No let up in Cambodia crackdown as dissident jailed
AFP / The Nation | 23 February 2017
PHNOM PENH - A Cambodian court Thursday jailed a prominent land activist for two and a half years, the latest in a growing list of government critics to face spells behind bars.
Tep
Vanny, one of the country's best known activists, was convicted of
causing violence during a 2013 protest outside strongman Prime Minister
Hun Sen's home.
She and her supporters were demonstrating
against the imprisonment of another activist following the forced
eviction of some 4,000 families in Phnom Penh for a lucrative real
estate development.
They say they were attacked by security forces but Phnom Penh
Municipal Court ruled that the demonstrators instigated the violence.
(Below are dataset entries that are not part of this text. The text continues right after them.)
PR #2487, opened 2020-05-26
remove unused code / 3dgfx

PatriceJiang:
- update `default` template
- remove `Android.mk` support for Android
- enable module configuration in cmake
- enable pre-compiled headers
- link resource for win32 projects
---
external update https://github.com/cocos-creator/cocos2d-x-lite-external/pull/98
editor https://github.com/cocos-creator/editor-3d/pull/3594

task: https://github.com/cocos-creator/3d-tasks/issues/2412


minggo:
So we can only keep default template and remove link template, right?

PatriceJiang:
yes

Rights groups have long accused Hun Sen of using pliant courts to attack his critics.
After the verdict was handed down, Vanny and her supporters shouted out "injustice" multiple times.
Several dozens of her supporters also briefly scuffled with
security guards outside the court, leaving a few people with minor
injuries, according to activist Am Sam Ath, of local rights group
Licadho.
He described Vanny's conviction as the latest move
to "suppress people who are actively leading land protests" against the
government.
In the last year Cambodia's courts have ramped up
prosecutions of government critics with Licadho classifying at least 25
people as political prisoners.
Vanny was close to the end of
serving a previous six-month jail sentence for cursing public officials
in 2011 and has previously done time for her activism.
Land
evictions are one of the foremost human rights issues in Cambodia, with
residents' claims over land routinely ignored and protests frequently
facing violent crackdowns by authorities.
The communist Khmer
Rouge abolished land ownership during its 1975-1979 rule and many legal
documents were lost during the period, complicating land claims today.
Hun Sen has run Cambodia for more than three decades. He defends his rule as one that has brought stability to the country.
But critics say the country remains endemically corrupt,
authoritarian and a place of huge inequality with Hun Sen, his family
and friends becoming enormously wealthy over those years.